Голос мне показался знакомым. Я начал всматриваться. Что-то знакомое. А-а, догадался. Так это он, голубчик! Егор, муж Федоры. Он, видимо, не узнал меня, хотя стоял неподалеку.
И громко, чтобы слышали все, задал вопрос:
— Много, дядя, у тебя ограбили?
— Пока нет, — сознался Егор, — а того гляди, охватят.
— Зачем же зря кричишь? Вот когда начнут, как ты говоришь, грабить, тогда ори так, чтобы в соседнем селе Тарханах было слышно.
Мужикам тихий мой, спокойный голос понравился. Они даже заулыбались, подталкивая друг друга.
— Но пока у тебя, уважаемый Егор Петрович, хлебные излишки для голодающих Питера не изъяли, помалкивай в тряпочку. И не теряй времени попусту, а прячь хлеб подальше. Вон закопай его под старый жернов твоей мельницы и никто не найдет, и дождь не промочит.
Не только Егор, но и все, кто стоял рядом с ним, так и выпучили на меня глаза. Мне как раз этого и надо было.

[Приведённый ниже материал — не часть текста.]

Issue #2769, opened 2023-12-25
'hyprland/workspace' module data reads and writes do not always keep atomicity


DreamMaoMao:
![image](https://github.com/Alexays/Waybar/assets/30348075/60624f05-477c-4f04-9451-ed303f8a8567)

![image](https://github.com/Alexays/Waybar/assets/30348075/7be9699d-6357-4c15-8c94-c1c156b8135f)

When reading the data of `workspaceToCreate`, sometimes you will read the address of the data that has not been fully written.

![image](https://github.com/Alexays/Waybar/assets/30348075/d4e4fef2-8704-4af3-8a23-ace91d2be69c)

PR #2789, opened 2023-12-31
fix:#2769

DreamMaoMao:
fix:(#2769 )


DreamMaoMao:
yd I've been testing this patch for a long time and it's greatly improved stability of `hyprland/workspace` module.

Alexays:
Thanks!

— А если есть желание, — продолжал я, — вступай в бедноту, и тебя, Полосухин, с радостью изберут председателем комитета. Очень будет выгодно для твоего хозяйства. Ни к амбару, ни к мельнице никто не подойдет. А весь хлеб, который ты собираешь со своей земли и с трех десятин арендованной, останется у тебя. Там еще, возле моста, просо поднимается на двух десятинах тоже арендованной земли. Травой оно заросло не так уж сильно. Пять твоих поденщиц дня через два закончат прополку.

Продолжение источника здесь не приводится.